PR #3154, opened 2022-12-07
Fix to detect older lawnicons version as themed icon pack

naveenccmsd:
## Description

Currently older version of lawnicons not detected as the new themed intent is added only to new versions, this change is provide backward compatibility to older version of lawnchair untill 1.2.0.

### DIFF
--- a/lawnchair/src/app/lawnchair/ui/preferences/IconPackPreferences.kt
+++ b/lawnchair/src/app/lawnchair/ui/preferences/IconPackPreferences.kt
@@ -221,8 +221,7 @@ private fun getIconPackItemWidth(
     while (true) {
         gutterCount += 1f
         visibleItemCount += 1f
-        val possibleIconPackItemWidth =
-            (availableWidth - gutterCount * gutterWidth) / visibleItemCount
+        val possibleIconPackItemWidth = (availableWidth - gutterCount * gutterWidth) / visibleItemCount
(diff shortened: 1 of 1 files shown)


SuperDragonXD (approved):

ghost:
Lawnicons will be lost if the lawnchair restarts for some reason

naveenccmsd:
@arm64-v9a can you give version no for lawnchair and lawnicon

ghost:
> @arm64-v9a can you give version no for lawnchair and lawnicon

https://github.com/LawnchairLauncher/lawnchair/actions/runs/3648775645
https://github.com/LawnchairLauncher/lawnicons/actions/runs/3646451402

naveenccmsd:
Tried both version lawnaicons style has applied , Even after restart,  Did you mean lawnicons not shown in Icons pack list??

ghost:
> Tried both version lawnaicons style has applied , Even after restart, Did you mean lawnicons not shown in Icons pack list??

IMG_20221209_133924
After restarting lawnchair, themed icons will turn off again.

But I changed the signatures of lawnchair Dev and lawnicons Dev, the performance of Debug version is very low.  I generally use the Release version I build myself.  Since QuickSwitch turns lawnchair into a system app, switching the original signed Debug APK would be cumbersome.  Would a different signature affect this?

----------------------------------------

Each record needs to be duplicated exactly.

PR #3154, opened 2022-12-07
Fix to detect older lawnicons version as themed icon pack

naveenccmsd:
## Description

Currently older version of lawnicons not detected as the new themed intent is added only to new versions, this change is provide backward compatibility to older version of lawnchair untill 1.2.0.

### DIFF
--- a/lawnchair/src/app/lawnchair/ui/preferences/IconPackPreferences.kt
+++ b/lawnchair/src/app/lawnchair/ui/preferences/IconPackPreferences.kt
@@ -221,8 +221,7 @@ private fun getIconPackItemWidth(
     while (true) {
         gutterCount += 1f
         visibleItemCount += 1f
-        val possibleIconPackItemWidth =
-            (availableWidth - gutterCount * gutterWidth) / visibleItemCount
+        val possibleIconPackItemWidth = (availableWidth - gutterCount * gutterWidth) / visibleItemCount
(diff shortened: 1 of 1 files shown)


SuperDragonXD (approved):

ghost:
Lawnicons will be lost if the lawnchair restarts for some reason

naveenccmsd:
@arm64-v9a can you give version no for lawnchair and lawnicon

ghost:
> @arm64-v9a can you give version no for lawnchair and lawnicon

https://github.com/LawnchairLauncher/lawnchair/actions/runs/3648775645
https://github.com/LawnchairLauncher/lawnicons/actions/runs/3646451402

naveenccmsd:
Tried both version lawnaicons style has applied , Even after restart,  Did you mean lawnicons not shown in Icons pack list??

ghost:
> Tried both version lawnaicons style has applied , Even after restart, Did you mean lawnicons not shown in Icons pack list??

IMG_20221209_133924
After restarting lawnchair, themed icons will turn off again.

But I changed the signatures of lawnchair Dev and lawnicons Dev, the performance of Debug version is very low.  I generally use the Release version I build myself.  Since QuickSwitch turns lawnchair into a system app, switching the original signed Debug APK would be cumbersome.  Would a different signature affect this?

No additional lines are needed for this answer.